CAIDe Lab researcher Brittany Shoots-Reinhard joins Distracted Driving Task Force

October 9, 2018

CAIDe Lab researcher Brittany Shoots-Reinhard joins Distracted Driving Task Force

A cellphone with a cracked screen sits on a car seat

Most know driving distracted is bad, right?

So why do people still do it? That’s up to Brittany Shoots-Reinhard, a research associate in the Cognition and Affect in Decision Making (CAIDe) Lab housed in the Department of Psychology, to figure out.

Shoots-Reinhard recently joined the Distracted Driving Task Force, a collaborative initiative spearheaded by the Ohio Department of Transportation and the Ohio Department of Public Safety. The task force leans on expertise from a variety of resources, including law enforcement, insurance companies and educators, and its purpose is to give recommendations on how to curb distracted driving to Ohio’s upcoming gubernatorial administration.

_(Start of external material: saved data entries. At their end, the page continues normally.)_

PR #6384, opened 2016-12-21
iOSModal.css

nikleh:
This fixes the disappearing modal in iOS

### DIFF
--- a/iOSModal.css
+++ b/iOSModal.css
@@ -1,0 +1,37 @@
+.modal-dialog {
+  margin: 0px;
+  margin-top: 2%;
+  margin-left: 2%;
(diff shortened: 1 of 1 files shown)


nikleh:
Currently, the bootstrap modal disappears when iOS devices change from landscape to portrait or portrait to landscape display. The opaque background remains, but the modal disappears. This has to do with the margin/fixed width. 

These changes fix this issue.

wesleycho:
Going to close this as too much of a breaking change - this should be done on the user's side, as this is a level of styling that is guaranteed to break many people's apps. This is better fixed in Bootstrap itself, or on a user by user basis.

PR #6389, opened 2016-12-29
Fix tab index when using string index

wang0109:
I am trying to use string index and found this bug..


wang0109:
From my understanding, when the `index` property is not used, it generates integer indexes, otherwise, it is supposed to use `index` from user and insert into the list of tabs..

wang0109:
Tests are failing.. I have no idea..

PR #6393, opened 2017-01-01
Update LICENSE

Scottkao85:
Update year to 2017


wesleycho:
Thanks, seems like we have to do this every year :)

PR #432, opened 2023-03-05
Update hardware-acceleration.md

icedterminal:
AMD's AMF installation is no longer supported with the current documentation steps. An error is thrown regarding package dependencies / missing packages - depending on what a user tries.

These updated steps rectify that by using the supported method the script now provides. The example command provided installs the Pro variant with AMF for all supported GPUs.


nielsvanvelzen (commented):
Left some suggestions on how to fix the linter issues

icedterminal:
> Left some suggestions on how to fix the linter issues

Thank you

Shoots-Reinhard has a PhD in social psychology from Ohio State, and her research revolves around risk communication, decision making, motivation and persuasion. Her research, she says, allows her to apply basic science methodologies to real issues, and the populace’s motivations and perceptions regarding distracted driving falls right in line with her academic inquiries.

“Rather than just studying how people make decisions in hypothetical scenarios, we might give graphic warning labels to smokers to see how they react or study why people drive distracted despite knowing the risks,” Shoots-Reinhard said. “So that’s the approach the lab takes — basic science plus applied to make sure what we’re doing actually matters for the real world.”

Shoots-Reinhard, along with Arts and Sciences Distinguished Professor and CAIDe Lab Director Ellen Peters, conducted a study that broke down distracted driving behavior and statistics. In a pair of surveys that sampled over 1,000 drivers, 66.5 percent indicated they used their phones while their car was in motion at least some of the time. When asked about the specific kind of phone usage participants engaged in while driving, they indicated they adjusted music on 47 percent of trips; adjusted GPS, 25 percent; talked on their phone, 13 percent; read texts, 12 percent; sent texts, 8 percent; and watched movies, 3 percent.

Bar graph: cell phone activity while driving

Though audio in the form of music and podcasts is the most prevalent form of distracted driving, it is not necessarily the most dangerous. The worst instance of distraction, Shoots-Reinhard says, is when drivers’ hands, eyes and minds are disengaged from driving.

“So, texting is particularly bad because it takes your eyes, your hands and your mind off driving,” she said. “Eating is another example.”

The study determined that distracted drivers tend to reject or underestimate distracted driving risks, be overconfident in their ability to drive distracted, think driving distracted is OK because they overestimate how many other drivers are distracted, and have positive attitudes about their phones.

But a key discovery the study made was that people who drive distracted are less likely to be receptive toward messaging that attempts to curb distracted driving.

“We found that predicted how much support people felt about different types of mitigation strategies,” Shoots-Reinhard said. “There’s differences in what people find more or less acceptable, but the people that drive distracted are more likely to have less-positive attitudes toward these things across the board.

People like to be in control,” she continued. “People think things they’re in control of or are familiar with are less scary. A phone is not that scary, and we’re so used to driving. We’re all a little bit overconfident about driving and maybe too familiar with it. So, we drive the same paths every day, and it just doesn’t seem like a very risky thing.”

Many agencies and companies disseminate messaging that tries to mitigate distracted driving. Some of that messaging, however, could be less effective than others. One of Shoots-Reinhard’s goals is to determine what kind of messaging is most impactful and what kind of messaging is met with resistance.

“We know from public health and persuasion literatures that these things can backfire,” Shoots-Reinhard said, pointing to an example of messaging in which a government agency posted signs informing tourists about petrified wood being taken from a national park. “But what they’d actually done is they communicated a norm to people that, ‘Hey, everybody else is stealing petrified wood.’” … It’s important to really be careful and use all of the literature that’s been done, all of the past research across a variety of areas to figure out what kinds of messages will have the best impacts.”